Last Motorcycle on Earth film too real

Last Motorcycle on Earth goes ahead

In these days of pandemic where many can’t even ride their motorcycles, The Last Motorcycle on Earth depicts a world where motorbikes are banned. The film is almost too real!

Director Eric Ristau tried to get crowd-funding for the movie and failed, but went ahead and produced it anyway.

It is now available for download her from Vimeo on Demand for $A3 or North American and UK viewers can stream it from Amazon Prime.

Apart from the cold reality of the film’s theme, it’s a great show to pass the time during the current pandemic lockdown.

The Last Motorcycle on Earth!
Scene from The Last Motorcycle on Earth!

The film depicts a not-too-distant future where motorcycles are banned because they are the last dangerous vehicles in a world of electric automated cars, trucks and buses.

It’s the fictional story of a vintage motorcycle collector and bike builder, Conrad Mendel (played by co-producer Neil “Morto” Olson), as he grapples with a new world of technology that threatens to destroy his passion and way of life. 

Last Motorcycle on Earth goes ahead
Scene from The Last Motorcycle on Earth!

Down to earth film

The sad fact is that the film may not be too far from reality.

The safety nannies consistently and unfairly target motorcycles and riders. They want motorcycles off the road.

The Last Motorcycle on Earth!
Scene from The Last Motorcycle on Earth!

In fact, it’s already happening.

Cities such as Paris, Singapore and Milan ban older motorcycles from their CBDs for pollution reasons and they have been banned in some Mid-East and Asian cites because they are the preferred vehicles of assassins and thieves.

Around the world police and politicians are also seeking tougher laws on “bikies” and loud exhausts.

And in 2017, a group of American motorcycle industry luminaries, aptly called “Give a Shift”, released a report on the future of motorcycling saying bikes are in danger of being killed off by autonomous vehicles.

With the rise of allegedly safe, electric-powered automated vehicles, motorcycles will stand out as the last “dangerous” and polluting vehicle.

Let’s hope the film raises public awareness of the possible dangers to our freedom.

4 Comments

  1. This video trailer made me laugh in exasperation! Here in the US, the QAnon folks would eat this up, but it’s about as likely a scenario as electing a woman president.
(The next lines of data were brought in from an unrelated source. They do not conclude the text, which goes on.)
PR #3937, opened 2026-06-03
Add a method to remove all loadflow output values

HugoKulesza:

No

Feature

There is now a method that can remove from a network all the loadflow output information.
It can be useful to invalidate loadflow results, or lighten an export.

- [ ] Yes
- [x] No

**Additional information**
To remove all loadflow output values on a network, you can call `Networks.unsetSolvedValues(network);`.


iidm/iidm-api/src/main/java/com/powsybl/iidm/network/ThreeWindingsTransformer.java
```diff
@@ -469,4 +469,9 @@ default void setRatioTapPositionToSolvedTapPosition() {
     default void setPhaseTapPositionToSolvedTapPosition() {
         this.getLegStream().forEach(leg -> leg.getOptionalPhaseTapChanger().ifPresent(TapChanger::applySolvedValues));
     }
+
+    default void unsetSolvedTapChangerValues() {
+        this.getLegStream().forEach(leg -> leg.getOptionalRatioTapChanger().ifPresent(TapChanger::unsetSolvedTapPosition));
+        this.getLegStream().forEach(leg -> leg.getOptionalPhaseTapChanger().ifPresent(TapChanger::unsetSolvedTapPosition));
```
olperr1:
```suggestion
        this.getLegStream().forEach(leg -> {
            leg.getOptionalRatioTapChanger().ifPresent(TapChanger::unsetSolvedTapPosition);
            leg.getOptionalPhaseTapChanger().ifPresent(TapChanger::unsetSolvedTapPosition);
        });
```

iidm/iidm-api/src/main/java/com/powsybl/iidm/network/DcConnectable.java
```diff
@@ -25,4 +25,11 @@ public interface DcConnectable<I extends DcConnectable<I>> extends Identifiable<
      * Remove the DC connectable from the network.
      */
     void remove();
+
+    /**
+     * Removes P and I obtained by a computation on each DC terminal of the connectable.
+     */
+    default void unsetDcSolvedValues() {
```
olperr1: `unsetDcSolvedValues` -> `unsetSolvedValues`:
There's no need to specify the DC here. Also, in DcTerminal the method is called `unsetSolvedValues`, without the "Dc" part.

olperr1 (changes requested):

iidm/iidm-api/src/main/java/com/powsybl/iidm/network/DcConnectable.java
HugoKulesza: I had to do this because of AcDcConverter that is both a Connectable and a DcConnectable, and it was an issue that it inherited both "unsetSolvedValues" default methods from its interfaces. 
Is there another way to bypass this issue ?

olperr1: You can define this default method in `AcDcConverter`:
```java
    default void unsetSolvedValues() {
        Connectable.super.unsetSolvedValues();
        DcConnectable.super.unsetSolvedValues();
    }
```

But since objects implementing `AcDcConverter` are also `Connectable` and `DcConnectable`, you should slightly adapt in `Networks.unsetSolvedValues` to prevent calling this method twice on them.

iidm/iidm-api/src/main/java/com/powsybl/iidm/network/DcConnectable.java
```diff
@@ -25,4 +25,11 @@ public interface DcConnectable<I extends DcConnectable<I>> extends Identifiable<
      * Remove the DC connectable from the network.
      */
     void remove();
+
+    /**
+     * Removes P and I obtained by a computation on each DC terminal of the connectable.
```
olperr1: Could you adapt the comment to be more generic?
For instance:

```suggestion
     * Removes all loadflow output values of this DC connectable (e.g., P and I on DC terminals).
```

iidm/iidm-api/src/main/java/com/powsybl/iidm/network/Connectable.java
```diff
@@ -81,4 +81,11 @@ default boolean disconnect(Predicate<Switch> isSwitchOpenable) {
      * @return true if the disconnection succeeded, false otherwise (the connectable on the given <code>side</code> could not be disconnected, or it was already disconnected)
      */
     boolean disconnect(Predicate<Switch> isSwitchOpenable, ThreeSides side);
+
+    /**
+     * Removes all loadflow output values of this AC connectable (e.g., P and Q on terminals).
```
olperr1:
```suggestion
     * Removes all loadflow output values of this connectable (e.g., P and Q on terminals).
```

iidm/iidm-api/src/main/java/com/powsybl/iidm/network/DcConnectable.java
olperr1: I think having a single "unsetSolvedValues" is better for AcDcConverter instead of having 2. It doesn't really make sense to unset only the AC or the DC solved values on these elements.
(And calling the method twice on the AC/DC converters is maybe more performant than checking the type of all the DcConnectables.)

olperr1 (changes requested):

olperr1 (approved):

PR #3938, opened 2026-06-05
Add option to import/export only the active operational limits groups

### LINKED ISSUE #3911: Add option to import/export only currently active operational limits groups

Be able to chose (with an option) when importing or exporting an IIDM network, if we want all the operational limits groups or only the active ones.

Currently when importing or exporting an IIDM network, all the operational limits groups are always imported/exported.

### Describe the motivation

Lighten the file at export, and import only useful operational limits groups(the active ones) 

### Extra Information

_No response_

NathanDissoubray:

Closes #3911

Allow to import / export only the active operational limits groups instead of all the groups.
This will reduce the size of serialized networks for the export, and of in memory network for the import if used.

All groups are exported.

Using `new ImportOptions().setOnlySelectedOperationalLimitsGroups(true)` (or the same with the export options), and giving this to NetworkSerDe, only the active groups will be read / exported.

- [x] Yes
- [ ] No

In `iidm-api`, the `getAllSelectedOperationalLimitsGroups` methods of `Branch` and `FlowsLimitsHolder` now return a `List<OperationalLimitsGroup>` instead of a `Collection<OperationalLimitsGroup>`. A stable ordering when adding or deleting selected group is now required for these methods, and enforced by a TCK test.

Inside `iidm-serde`, all the changed methods are package-protected (no public method was changed). Therefore those changes only concern you if you are working directly inside `iidm-serde`.
In `ConnectableSerDeUtil`:
- `readLoadingLimitsGroup(Function<String, OperationalLimitsGroup> groupBuilder, String groupElementName, NetworkDeserializerContext context)` became `readLoadingLimitsGroup(Branch<?> branch, TwoSides side, String groupElementName, NetworkDeserializerContext context)`. The `groupBuilder` generally requires both the branch and the side, so pass that directly to the function instead of creating the builder.
- likewise, `readLoadingLimitsGroups(FlowsLimitsHolder h, String groupElementName, NetworkDeserializerContext context)` became `readLoadingLimitsGroups(FlowsLimitsHolder h, String identifiableId, ThreeSides side, String groupElementName, NetworkDeserializerContext context)`. Directly pass the `FlowsLimitsHolder`. For the side, if this is a tie-line or a boundary line, the side should be ONE. For a three-winding transformer, use the number of the leg on the transformer as the side.
- `readAllSelectedGroupIds(Integer index, Consumer<Collection<String>> consumer, NetworkDeserializerContext context)` was renamed to `readAndGetAllSelectedGroupIds`, it now returns the collection of the selected Ids (it returned nothing before).

**Other information**:


iidm/iidm-serde/src/main/java/com/powsybl/iidm/serde/ExportOptions.java
```diff
@@ -51,6 +51,8 @@ public enum BusBranchVoltageLevelIncompatibilityBehavior {
 
     private boolean flatten = false;
 
+    private boolean onlySelectedOperationalLimitsGroups = false;
```
samirromdhani: It can take place in `AbstractOptions` as it is shared by both export and import options.

iidm/iidm-impl/src/main/java/com/powsybl/iidm/network/impl/OperationalLimitsGroupsImpl.java
```diff
@@ -28,7 +28,7 @@ class OperationalLimitsGroupsImpl implements FlowsLimitsHolder {
     private final String attributeName;
     private final LinkedHashSet<String> selectedLimitsIds = new LinkedHashSet<>();
 
-    private final Map<String, OperationalLimitsGroupImpl> operationalLimitsGroupById = new LinkedHashMap<>();
+    private final LinkedHashMap<String, OperationalLimitsGroupImpl> operationalLimitsGroupById = new LinkedHashMap<>();
```
samirromdhani: Can stay as an interface: Map

iidm/iidm-serde/src/main/java/com/powsybl/iidm/serde/ExportOptions.java
NathanDissoubray: Good point !

iidm/iidm-serde/src/test/java/com/powsybl/iidm/serde/NetworkSerDeTest.java
```diff
@@ -95,6 +97,31 @@ void writeMultipleSelectedOperationalLimitsGroupToOlderFormat() throws IOExcepti
...
+        Network n = EurostagTutorialExample1Factory.createWithMultipleSelectedFixedCurrentLimits();
+        n.getLine(EurostagTutorialExample1Factory.NHV1_NHV2_1).deselectOperationalLimitsGroups(TwoSides.ONE, EurostagTutorialExample1Factory.ACTIVATED_ONE_ONE);
+        //network with some inactive groups, export only active
+        Network networkRead = allFormatsRoundTripTest(n, "eurostag-tutorial-only-active-groups.xml", CURRENT_IIDM_VERSION, new ExportOptions().setOnlySelectedOperationalLimitsGroups(true));
+        assertEquals(Set.of("DEFAULT", EurostagTutorialExample1Factory.ACTIVATED_ONE_TWO), networkRead.getLine(EurostagTutorialExample1Factory.NHV1_NHV2_1).getAllSelectedOperationalLimitsGroupIds(TwoSides.ONE));
+    }
+
+    @Test
+    void testImportOnlyActiveGroups() throws IOException {
+        ExportOptions exportOptions = new ExportOptions();
```
olperr1: This variable is not necessary:
`NetworkSerDe.write(n, new ExportOptions(), p)` can be replaced by `NetworkSerDe.write(n, p)`.

iidm/iidm-serde/src/main/java/com/powsybl/iidm/serde/ExportOptions.java
NathanDissoubray: Done in 16079af3c064

iidm/iidm-impl/src/main/java/com/powsybl/iidm/network/impl/OperationalLimitsGroupsImpl.java
NathanDissoubray: Done in 16079af3c064

iidm/iidm-serde/src/test/java/com/powsybl/iidm/serde/NetworkSerDeTest.java
```diff
@@ -95,6 +97,31 @@ void writeMultipleSelectedOperationalLimitsGroupToOlderFormat() throws IOExcepti
...
+    void roundTripTestExportOnlyActiveGroups() throws IOException {
+        Network n = EurostagTutorialExample1Factory.createWithMultipleSelectedFixedCurrentLimits();
+        n.getLine(EurostagTutorialExample1Factory.NHV1_NHV2_1).deselectOperationalLimitsGroups(TwoSides.ONE, EurostagTutorialExample1Factory.ACTIVATED_ONE_ONE);
+        //network with some inactive groups, export only active
+        Network networkRead = allFormatsRoundTripTest(n, "eurostag-tutorial-only-active-groups.xml", CURRENT_IIDM_VERSION, new ExportOptions().setOnlySelectedOperationalLimitsGroups(true));
+        assertEquals(Set.of("DEFAULT", EurostagTutorialExample1Factory.ACTIVATED_ONE_TWO), networkRead.getLine(EurostagTutorialExample1Factory.NHV1_NHV2_1).getAllSelectedOperationalLimitsGroupIds(TwoSides.ONE));
+    }
+
+    @Test
+    void testImportOnlyActiveGroups() throws IOException {
```
olperr1: Instead of writing the network, importing the file then re-exporting it, you can just import `eurostag-tutorial-multiple-selected-op-lim-group.xml` and check that the inactive groups are not imported. It would be lighter.

iidm/iidm-serde/src/main/java/com/powsybl/iidm/serde/ConnectableSerDeUtil.java
```diff
@@ -414,13 +431,21 @@ static void readAllSelectedGroupIds(Branch<?> branch, TwoSides side, NetworkDese
...
+            side,
+            readAllSelectedGroupIds(
+                side.getNum(),
+                c -> transformer.getLeg(side).addSelectedOperationalLimitsGroups(c.toArray(String[]::new)),
+                context
+            ));
     }
 
-    static void readAllSelectedGroupIds(Integer index, Consumer<Collection<String>> consumer, NetworkDeserializerContext context) {
+    static Collection<String> readAllSelectedGroupIds(Integer index, Consumer<Collection<String>> consumer, NetworkDeserializerContext context) {
```
samirromdhani: Can be renamed to reflect its role as getter 

```suggestion
    static Collection<String> getAllSelectedGroupIds(Integer index, Consumer<Collection<String>> consumer, NetworkDeserializerContext context) {
```

iidm/iidm-serde/src/main/java/com/powsybl/iidm/serde/NetworkDeserializerContext.java
```diff
@@ -36,6 +37,7 @@ public class NetworkDeserializerContext extends AbstractNetworkSerDeContext<Impo
     private ValidationLevel networkValidationLevel;
 
     private Set<String> ignoredEquipments = new HashSet<>();
+    private final Map<String, IdentifiableSelectedOperationalLimitGroups> selectedOperationalLimitGroupsByIdentifiableId = new HashMap<>();
```
samirromdhani: Selected group always fetched by IdentifiableId then by side, it would be simpler if the key become (identifiableId + side) and the value just a list:
```java
private final Map<SelectedGroupsKey, List<String>> selectedOperationalLimitGroupsByKey = new HashMap<>();
//
record SelectedGroupsKey(String identifiableId, ThreeSides side) { }

```

iidm/iidm-serde/src/main/java/com/powsybl/iidm/serde/NetworkDeserializerContext.java
```diff
@@ -103,8 +105,36 @@ public boolean isIgnoredEquipment(String equipment) {
...
     }
 
+    public void addSelectedGroupIds(String identifiableId, ThreeSides side, Collection<String> selectedGroupIds) {
+        IdentifiableSelectedOperationalLimitGroups selectedGroupsBySide = selectedOperationalLimitGroupsByIdentifiableId.get(identifiableId);
+        if (selectedGroupsBySide == null) {
+            selectedGroupsBySide = new IdentifiableSelectedOperationalLimitGroups(new ArrayList<>(), new ArrayList<>(), new ArrayList<>());
+            selectedOperationalLimitGroupsByIdentifiableId.put(identifiableId, selectedGroupsBySide);
+        }
+        selectedGroupsBySide.getSelectedFromSide(side).addAll(selectedGroupIds);
+    }
```
samirromdhani, line 112: `addSelectedGroupIds` and `getSelectedGroupIds` can be simplified:
```java
//addSelectedGroupIds
selectedOperationalLimitGroupsByIdentifiableId
        .computeIfAbsent(identifiableId, id -> new IdentifiableSelectedOperationalLimitGroups(new ArrayList<>(), new ArrayList<>(), new ArrayList<>()))
        .getSelectedFromSide(side)
        .addAll(selectedGroupIds);

//getSelectedGroupIds
return Optional.ofNullable(selectedOperationalLimitGroupsByIdentifiableId.get(identifiableId))
       .map(groups -> groups.getSelectedFromSide(side))
       .orElseThrow(() -> new NoSuchElementException("No identifiable of ID " + identifiableId + " has had its selected groups stored when deserializing the network"));
```

iidm/iidm-impl/src/main/java/com/powsybl/iidm/network/impl/OperationalLimitsGroupsImpl.java
```diff
@@ -172,12 +172,12 @@ public List<String> getAllSelectedOperationalLimitsGroupIdsOrdered() {
...
 
     @Override
-    public Collection<OperationalLimitsGroup> getAllSelectedOperationalLimitsGroups() {
+    public List<OperationalLimitsGroup> getAllSelectedOperationalLimitsGroups() {
         return operationalLimitsGroupById.entrySet()
                 .stream()
                 .filter(e -> selectedLimitsIds.contains(e.getKey()))
                 .map(Map.Entry::getValue)
-                .collect(Collectors.toUnmodifiableSet());
+                .collect(Collectors.toList());
```
samirromdhani: Changes in the API contract, mutable list can be avoided ?

iidm/iidm-tck/src/test/java/com/powsybl/iidm/network/tck/AbstractOperationalLimitsGroupsTest.java
```diff
@@ -578,6 +578,19 @@ public void operationalLimitsGroupOrdering() {
...
+        Network n = EurostagTutorialExample1Factory.createWithMultipleSelectedFixedCurrentLimits();
+        Line line = n.getLine(EurostagTutorialExample1Factory.NHV1_NHV2_1);
+        List<OperationalLimitsGroup> expectedGroups = line.getAllSelectedOperationalLimitsGroups(TwoSides.ONE);
+        expectedGroups.remove(1);
+        line.deselectOperationalLimitsGroups(TwoSides.ONE, EurostagTutorialExample1Factory.ACTIVATED_ONE_ONE);
+        assertEquals(expectedGroups, line.getAllSelectedOperationalLimitsGroups(TwoSides.ONE));
+        line.addSelectedOperationalLimitsGroups(TwoSides.ONE, EurostagTutorialExample1Factory.NOT_ACTIVATED);
+        expectedGroups.add(line.getOperationalLimitsGroup1(EurostagTutorialExample1Factory.NOT_ACTIVATED).orElseThrow());
+        assertEquals(expectedGroups, line.getAllSelectedOperationalLimitsGroups(TwoSides.ONE));
+    }
```
samirromdhani, line 597: The test is not very clear, it build the expected result by mutating a list, mutable list can be avoided (remove and add method not needed)

Here is a suggestion.
```suggestion
    public void getOperationalLimitsGroupsOrdering() {
        Network n = EurostagTutorialExample1Factory.createWithMultipleSelectedFixedCurrentLimits();
        Line line = n.getLine(EurostagTutorialExample1Factory.NHV1_NHV2_1);
        assertArrayEquals(new String[]{"DEFAULT", "activated_1_1", "activated_1_2"},
                line.getAllSelectedOperationalLimitsGroups(TwoSides.ONE).stream().map(OperationalLimitsGroup::getId).toArray());
        // Act
        line.deselectOperationalLimitsGroups(TwoSides.ONE, EurostagTutorialExample1Factory.ACTIVATED_ONE_ONE);
        // Assert
        assertArrayEquals(new String[]{"DEFAULT", "activated_1_2"},
                line.getAllSelectedOperationalLimitsGroups(TwoSides.ONE).stream().map(OperationalLimitsGroup::getId).toArray());
        // Act
        line.addSelectedOperationalLimitsGroups(TwoSides.ONE, EurostagTutorialExample1Factory.NOT_ACTIVATED);
        // Assert
        assertArrayEquals(new String[]{"DEFAULT", "activated_1_2", "not_activated"},
                line.getAllSelectedOperationalLimitsGroups(TwoSides.ONE).stream().map(OperationalLimitsGroup::getId).toArray());
    }
```

iidm/iidm-impl/src/main/java/com/powsybl/iidm/network/impl/OperationalLimitsGroupsImpl.java
NathanDissoubray: The order was unstable with a set, discussed this with @olperr1 and we agreed to change the specification and the API to require a stable ordering (which is why it was changed from set to list). Also added a TCK test to reflect this change.
But it's true it was unmodifiable before, and it's modifiable now. However, the API does not make such guarantees regarding the returned collection, so I'm not sure it's necessary to make it unmodifiable.
There is no direct Collectors.toUnmodifiableList, but it's doable with a :
```java
Collectors.collectingAndThen(
                Collectors.toList(),
                Collections::unmodifiableList
        )
```

iidm/iidm-serde/src/main/java/com/powsybl/iidm/serde/NetworkDeserializerContext.java
NathanDissoubray: when using this in code, one would still have to do a concatenation of the ids of the identifiable and the side. I don't think it's simpler than passing the identifiable and the side to the getter

iidm/iidm-tck/src/test/java/com/powsybl/iidm/network/tck/AbstractOperationalLimitsGroupsTest.java
NathanDissoubray: you are right, since it's a mutable list and not a copy, there is no guarantee I'm not modifying the list directly in the line I'm taking this from.

iidm/iidm-serde/src/main/java/com/powsybl/iidm/serde/ConnectableSerDeUtil.java
NathanDissoubray: mmh, it's not just a getter, it also creates a context task to add it to the network. `readAndGetAllSelectedGroupIds` ?

iidm/iidm-serde/src/main/java/com/powsybl/iidm/serde/NetworkDeserializerContext.java
NathanDissoubray: It feels simpler simpler for add, but for get I think the original version is simpler
Before the logic was:
get it, it exists ? good, return it, otherwise throw
now it's, Make an optional of a value, map that (so if it's empty do nothing and if exists get it), then treat the case of it being null and return. It feels longer.

Ultimately, it's a choice of using stream or if/else

iidm/iidm-serde/src/main/java/com/powsybl/iidm/serde/ConnectableSerDeUtil.java
NathanDissoubray: Done in 5c4474b3a15b

iidm/iidm-serde/src/main/java/com/powsybl/iidm/serde/NetworkDeserializerContext.java
NathanDissoubray: I misunderstood, I thought you meant that the id is a string concatenation of identifiableId + String.of(side), but you meant to use a record of the key. That avoids having empty list in the record, which is better, I'll do that

iidm/iidm-serde/src/test/java/com/powsybl/iidm/serde/NetworkSerDeTest.java
```diff
@@ -95,6 +97,31 @@ void writeMultipleSelectedOperationalLimitsGroupToOlderFormat() throws IOExcepti
         );
     }
 
+    @Test
+    void roundTripTestExportOnlyActiveGroups() throws IOException {
```
samirromdhani, line 103: import and export tests can be done in `LoadingLimitsXmlTest` test class, what do you think ?

iidm/iidm-serde/src/main/java/com/powsybl/iidm/serde/NetworkDeserializerContext.java
NathanDissoubray: Done in ad3ca8415347

iidm/iidm-serde/src/test/java/com/powsybl/iidm/serde/NetworkSerDeTest.java
NathanDissoubray: the export test is a round trip on all formats so I would keep it in NetworkSerDeTest. And since the export is there, I would also keep the import, even though it's only on XIIDM.

iidm/iidm-impl/src/main/java/com/powsybl/iidm/network/impl/OperationalLimitsGroupsImpl.java
olperr1: `Collectors.toUnmodifiableList` [does exist in Java 21](https://docs.oracle.com/en/java/javase/21/docs/api/java.base/java/util/stream/Collectors.html#toUnmodifiableList()).

NathanDissoubray: I searched in the javadoc but didn't find it, might have been looking at the wrong java version, I'll use that then

iidm/iidm-serde/src/test/java/com/powsybl/iidm/serde/NetworkSerDeTest.java
NathanDissoubray: Indeed, since I rewrote the test according to your other comment, it doesn't use the export anyway now

iidm/iidm-serde/src/test/java/com/powsybl/iidm/serde/NetworkSerDeTest.java
NathanDissoubray: done in 7ab92dece9e4

iidm/iidm-impl/src/main/java/com/powsybl/iidm/network/impl/OperationalLimitsGroupsImpl.java
NathanDissoubray: done in 7ab92dece9e4

iidm/iidm-serde/src/main/java/com/powsybl/iidm/serde/NetworkDeserializerContext.java
NathanDissoubray: I did it for the `add` in dfb6f91d04c4
I'm not convinced it's simpler with the `get` though

iidm/iidm-serde/src/main/java/com/powsybl/iidm/serde/TieLineSerDe.java
```diff
@@ -195,7 +197,7 @@ protected void readSubElements(TieLine tl, NetworkDeserializerContext context) {
                 }
                 case LIMITS_GROUP_2 -> {
                     IidmSerDeUtil.assertMinimumVersion(ROOT_ELEMENT_NAME, LIMITS_GROUP_2, IidmSerDeUtil.ErrorMessage.NOT_SUPPORTED, IidmVersion.V_1_12, context);
-                    IidmSerDeUtil.runFromMinimumVersion(IidmVersion.V_1_12, context, () -> readLoadingLimitsGroups(tl.getBoundaryLine2(), LIMITS_GROUP_2, context));
+                    IidmSerDeUtil.runFromMinimumVersion(IidmVersion.V_1_12, context, () -> readLoadingLimitsGroups(tl.getBoundaryLine2(), tl.getId(), ThreeSides.ONE, LIMITS_GROUP_2, context)); //use side one since side is relative to the boundary line, not the tie line
```
olperr1: I was wondering if it is really `tl.getId()` that must be used here…
But it doesn't really matter since tie-lines don't have limits starting from IIDM v1.9! Therefore, this code is never used.
I think we should consider removing this dead code, but in another PRs. Could you write an issue on this subject?

iidm/iidm-serde/src/main/java/com/powsybl/iidm/serde/ConnectableSerDeUtil.java
```diff
@@ -412,7 +422,14 @@ static void readSelectedGroupId(Integer index, Consumer<String> selectedGroupIdS
...
      */
     static void readAllSelectedGroupIds(Branch<?> branch, TwoSides side, NetworkDeserializerContext context) {
-        readAllSelectedGroupIds(side.getNum(), c -> branch.addSelectedOperationalLimitsGroups(side, c.toArray(String[]::new)), context);
+        context.addSelectedGroupIds(
+            branch.getId(),
+            side.toThreeSides(),
+            readAndGetAllSelectedGroupIds(
+                side.getNum(),
+                c -> branch.addSelectedOperationalLimitsGroups(side, c.toArray(String[]::new)),
+                context
```
olperr1: i think it would be more readable to call `readAndGetAllSelectedGroupIds` and store its result in a variable first, and then to call `readAndGetAllSelectedGroupIds` using this variable.

iidm/iidm-serde/src/main/java/com/powsybl/iidm/serde/ConnectableSerDeUtil.java
```diff
@@ -423,13 +440,21 @@ static void readAllSelectedGroupIds(Branch<?> branch, TwoSides side, NetworkDese
      * @param context     to deserialize the data
      */
     static void readAllSelectedGroupIds(ThreeWindingsTransformer transformer, ThreeSides side, NetworkDeserializerContext context) {
-        readAllSelectedGroupIds(side.getNum(), c -> transformer.getLeg(side).addSelectedOperationalLimitsGroups(c.toArray(String[]::new)), context);
+        context.addSelectedGroupIds(
```
olperr1, line 450: Same here, could you call `readAndGetAllSelectedGroupIds` first?

iidm/iidm-serde/src/main/java/com/powsybl/iidm/serde/ConnectableSerDeUtil.java
```diff
@@ -438,7 +463,14 @@ static void readAllSelectedGroupIds(Integer index, Consumer<Collection<String>>
      * @param context to deserialize the data
      */
     static void readAllSelectedGroupIds(BoundaryLine boundaryLine, NetworkDeserializerContext context) {
-        readAllSelectedGroupIds(null, c -> boundaryLine.addSelectedOperationalLimitsGroups(c.toArray(String[]::new)), context);
+        context.addSelectedGroupIds(
+            boundaryLine.getId(),
+            ThreeSides.ONE,
+            readAndGetAllSelectedGroupIds(
```
olperr1: And here too.

iidm/iidm-serde/src/test/java/com/powsybl/iidm/serde/NetworkSerDeTest.java
```diff
@@ -96,6 +99,37 @@ void writeMultipleSelectedOperationalLimitsGroupToOlderFormat() throws IOExcepti
...
```
olperr1, line 103: Could you also add tests on the other types?
- TwoWindingsTransformer
- ThreeWindingsTransformer
- BoundaryLine

TieLine could be omitted (see my comment on `TieLineSerDe.java`).

olperr1 (changes requested):

iidm/iidm-serde/src/main/java/com/powsybl/iidm/serde/TieLineSerDe.java
NathanDissoubray: It should be the id of the boundary line instead of the tie line yes. Tie lines don't have limits, but boundary line can have limits, right ?
I'll open an issue

olperr1: Sorry, it was "starting from IIDM **v1.10**":
- [IIDM 1.9](https://github.com/powsybl/powsybl-core/blob/f9fca0b333e606174d9339c173d0947ae87dc151/iidm/iidm-serde/src/main/resources/xsd/iidm_V1_9.xsd#L557)
- [IIDM 1.10](https://github.com/powsybl/powsybl-core/blob/f9fca0b333e606174d9339c173d0947ae87dc151/iidm/iidm-serde/src/main/resources/xsd/iidm_V1_10.xsd#L575)

iidm/iidm-serde/src/main/java/com/powsybl/iidm/serde/ConnectableSerDeUtil.java
NathanDissoubray: done in 249250db5c04

iidm/iidm-serde/src/main/java/com/powsybl/iidm/serde/ConnectableSerDeUtil.java
NathanDissoubray: done in 249250db5c04

iidm/iidm-serde/src/main/java/com/powsybl/iidm/serde/ConnectableSerDeUtil.java
NathanDissoubray: done in 249250db5c04

iidm/iidm-serde/src/test/java/com/powsybl/iidm/serde/NetworkSerDeTest.java
NathanDissoubray: done in fe5200bfb7fb
I ended up testing tie line because the eurostag network which had boundary lines had them in a tie line

iidm/iidm-serde/src/main/java/com/powsybl/iidm/serde/TieLineSerDe.java
NathanDissoubray: Fixed the ID in 271b7b81128c

olperr1 (approved):

iidm/iidm-serde/src/main/java/com/powsybl/iidm/serde/TieLineSerDe.java
NathanDissoubray: Issue open #3961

In case the producers of the film haven’t noticed, bikes have been steadily evolving to meet Euro and Indian emissions standards, becoming noticeably quieter and tamer in the process. I guess we could raise a glass to the old codgers who want to bark and belch through their carburetted machines forever, but c’mon, really?

    1. Wow, if that skid mark called trump can become president, then things could only improve by having a woman elected as president… As for this never playing out… someone only needs to have the idea for it to become a reality.

  2. Yea I don’t think this is really a likely scenario as the major cause of accidental death is falls, and the second cause is poison which affects mostly young people.

    “1. Falls

    The Australian Bureau of Statistics (ABS) lists accidental falls as the leading cause of death that is not linked to a disease or self-harm.

    There were 2,474 accidental fall deaths in 2016, according to ABS data, placing it in sixteenth on the rankings. The average age of someone who dies from an accidental fall is 87, suggesting most incidents are likely exacerbated by the effects of ageing.

    2. Poisoning

    Accidental poisoning is the second most common cause of death in people aged between 25 and 44, Australian Institute of Health and Welfare (AIHW) figures show. It is the third leading contributor in 15-to-24-year-olds.

    AIHW data shows that two-thirds of accidental poisoning deaths are among males, and the rate of premature fatalities climbed 258 per cent between 1982 and 2012. Accidental poisoning includes non-intentional drug overdoses and some alcohol-related deaths.”

    So until they can deal with these problems I think riding is still a pretty safe bet.